Because it only interacts gravitationally. So we can't see it. Touch it. Hear it. Taste it. Smell it. 

It's all around us, but it doesn't interact with us except via the very very weakest of all the forces, gravity.

Dark Matter. Dark Energy. Gotta have 'em in order for us to be here. Don't have a clue what they are.

Oh. Here's what else.

This might be true. Or not. Hard to tell.

But. Since Dark Matter is, after all, Matter, and since the non-Dark Matter that we can see started out as particles, and then became parts of atoms, and then became atoms, and then became dust clouds, and then became stars, and then became 1) elements and 2) galaxies, and then became 1) planets and 2) life, and then became 1) you and 2) me, then ...

Dark Matter might have done the same thing.

So. There might be Dark Galaxies, and Dark Planets, and Dark Life, and ...

Dark You. And Dark Me. 

There might be a whole Dark Universe with Dark People in it, or Dark Aliens, that we can't see because it's, you know, Dark, and ...

It's 5-6 times bigger than the universe we do see.
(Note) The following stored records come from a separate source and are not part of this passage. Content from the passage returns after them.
PR #1850, opened 2015-03-24
Add ignoreNil for Signal

neilpa:
Essentially filter+map without the need to force unwrap values in the latter if you implement it in terms of the two.

~~I went with the name `flatMap` to be consistent with the stdlib. I also considered `filterMap` and am open to other suggestions~~. ~~Lets go with `filterMap`~~. Take 3, `ignoreNil`.

@ReactiveCocoa/reactivecocoa thoughts?

### DIFF
--- a/ReactiveCocoa/Swift/Signal.swift
+++ b/ReactiveCocoa/Swift/Signal.swift
@@ -177,12 +177,12 @@ public func filter<T, E>(predicate: T -> Bool)(signal: Signal<T, E>) -> Signal<T
 	}
 }
 
-/// Applies `transform` to values from `signal` with non-`nil` results unwrapped and
-/// forwared on the returned signal.
-public func filterMap<T, U, E>(transform: T -> U?)(signal: Signal<T, E>) -> Signal<U, E> {
+/// Unwraps non-`nil` values from `signal` and forwards them on the returned
+/// signal, `nil` values are dropped.
+public func ignoreNil<T, E>(signal: Signal<T?, E>) -> Signal<T, E> {
 	return Signal { observer in
 		signal.observe(next: { value in
-			if let val = transform(value) {
+			if let val = value {
 				sendNext(observer, val)
 			}
 		}, error: { error in
--- a/ReactiveCocoa/Swift/Signal.swift
+++ b/ReactiveCocoa/Swift/Signal.swift
@@ -180,20 +180,7 @@ public func filter<T, E>(predicate: T -> Bool)(signal: Signal<T, E>) -> Signal<T
 /// Unwraps non-`nil` values from `signal` and forwards them on the returned
 /// signal, `nil` values are dropped.
 public func ignoreNil<T, E>(signal: Signal<T?, E>) -> Signal<T, E> {
-	// This is equivalent to `signal |> filter { $0 != nil } |> map { $0! }`
-	return Signal { observer in
-		signal.observe(next: { value in
-			if let val = value {
-				sendNext(observer, val)
-			}
-		}, error: { error in
-			sendError(observer, error)
-		}, completed: {
-			sendCompleted(observer)
-		}, interrupted: {
-			sendInterrupted(observer)
-		})
-	}
+	return signal |> filter { $0 != nil } |> map { $0! }
 }
 
 /// Returns a signal that will yield the first `count` values from the
--- a/ReactiveCocoa/Swift/Signal.swift
+++ b/ReactiveCocoa/Swift/Signal.swift
@@ -177,6 +177,24 @@ public func filter<T, E>(predicate: T -> Bool)(signal: Signal<T, E>) -> Signal<T
 	}
 }
 
+/// Applies `transform` to values from `signal` with non-`nil` results unwrapped and
+/// forwared on the returned signal.
+public func flatMap<T, U, E>(transform: T -> U?)(signal: Signal<T, E>) -> Signal<U, E> {
+	return Signal { observer in
+		signal.observe(next: { value in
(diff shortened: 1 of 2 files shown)


robrix:
`flatMap`’s type would be `(A -> Signal<B>) -> Signal<A> -> Signal<B>`. This is `filterMap`, definitely.

NachoSoto:
I think this operator is certainly useful, like you said implementing this as filter+map is really annoying.

However, I don't think the name correctly describes the operator.
> I went with the name flatMap to be consistent with the stdlib

The `flatMap` you're referring to is `Optional.flatMap`. That name is accurate because it belongs to `Optional`. However, a `Signal.flatMap` operator would have the signature:
```swift
func flatMap<T, U, E>(transform: T -> Signal<U>)(signal: Signal<T, E>) -> Signal<U, E>
```

I'm also worried that the operator is doing 2 different things: mapping from `T` to `U`, and filtering optionals. Since `map` is already available, how about
```swift
func filterNils<T, E>(signal: Signal<T?, E>) -> Signal<T, E>
```

neilpa:
@NachoSoto I experimented `filterNils` and it would be enough to avoid the forced unwrapping. However, I've found the combined operator a bit nicer than having to append the each `map` with `filterNils`. Also, if `filterNils` is all you need than that's just `filterMap(id)`.

robrix:
I’ve considered writing this for `SequenceType` several times, so I’m :+1:

brow:
I've needed this enough to [write it](https://github.com/brow/Sukhasana/blob/master/Sukhasana/Other/SignalOperators.swift), too. I called it `mapOptional` after Haskell's `mapMaybe`.

```swift
func mapOptional<T, U, E>(transform: T -> U?)(signal: Signal<T, E>) -> Signal<U, E> {
  return signal |> map(transform) |> filter { $0 != nil } |> map { $0! }
}
```

I imagine your implementation performs better?

mdiep:
I've already done something like this as well.

jspahrsummers:
I'd prefer an operator that just did filtering. I don't want to provide a ton of convenience operators—it bloats the API surface and can turn off newcomers, especially if it's not immediately obvious how to apply them.

The previous Swift implementation(s) called a filtering operator `ignoreNil`. I think `ignore` is better than `filter`, which implies the inverse: that it gives you _only_ those things.

neilpa:
Although I prefer the combined operator I understand wanting to stick with a minimal set of primitives. An `ignoreNil` still eliminates the need to `filter` then force unwrap via `map` which was my main issue.

Also, going to throw out `drop` as possible alternative to `ignore`. There's at least some precedent in the stdlib with `dropFirst` and `dropLast`.

robrix:
Notably, `dropFirst` doesn’t change the type of the elements. I think `ignore` is probably better for that reason.

neilpa:
I've replaced `filterMap` with `ignoreNil` if someone wants to review.

ReactiveCocoa/Swift/Signal.swift
```diff
@@ -177,6 +177,24 @@ public func filter<T, E>(predicate: T -> Bool)(signal: Signal<T, E>) -> Signal<T
...
+				sendNext(observer, val)
+			}
+		}, error: { error in
+			sendError(observer, error)
+		}, completed: {
+			sendCompleted(observer)
+		}, interrupted: {
+			sendInterrupted(observer)
+		})
+	}
```
JaviSoto: Perhaps it might be easier to understand by just composing existing operators like:

```swift
return signal 
           |> filter { $0 != nil }
           |> map { $0! }
```

neilpa: Maybe my aversion is unfounded, but I was explicitly trying to avoid that pattern with the forced unwrapping. I could add a comment that this is functionally equivalent to that though.

JaviSoto: Yeah, you're right your implementation is a bit safer for that reason, it just seems so noisy having to explicitly forward the rest of the events.

neilpa: We could push some of this into `Event` but I'm not sure it's worth it.

NachoSoto: > but I was explicitly trying to avoid that pattern with the forced unwrapping.

I don't see any risk, specially since
- It's very well tested.
- The implementation is so simple that we can reason about it.

I would actually opt for @JaviSoto's approach: by reusing existing operators we have less code to maintain.

ReactiveCocoa/Swift/Signal.swift
```diff
@@ -177,6 +177,25 @@ public func filter<T, E>(predicate: T -> Bool)(signal: Signal<T, E>) -> Signal<T
 	}
 }
 
+/// Unwraps non-`nil` values from `signal` and forwards them on the returned
+/// signal, `nil` values are dropped.
+public func ignoreNil<T, E>(signal: Signal<T?, E>) -> Signal<T, E> {
```
NachoSoto: I like it :100:

jspahrsummers:
Looks good! :sparkles:

I agree this should be written in terms of `filter` and `map`, though. Do you mind making that change? :pray:

neilpa:
Done, but I still have my doubts about not implementing this one explicitly. Although, that's mostly residual scars from RAC 2 and some of the perf issues we hit with everything being implemented in terms of `bind`. At least now it's a lot easier to sub in hand-rolled operators if it becomes an issue.

jspahrsummers:
Thanks! :bow:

And to them, we're Dark, too. And they're all around us, and we're all mixed up inside of them. And they can't see us and we can't see them. But we know that there's something there that we can't see. And maybe they do, too.

What a great universe!

Not Dark Aliens. Darkish. Not a merry-go-round.
Dark aliens tend to get nauseated on merry-go-rounds.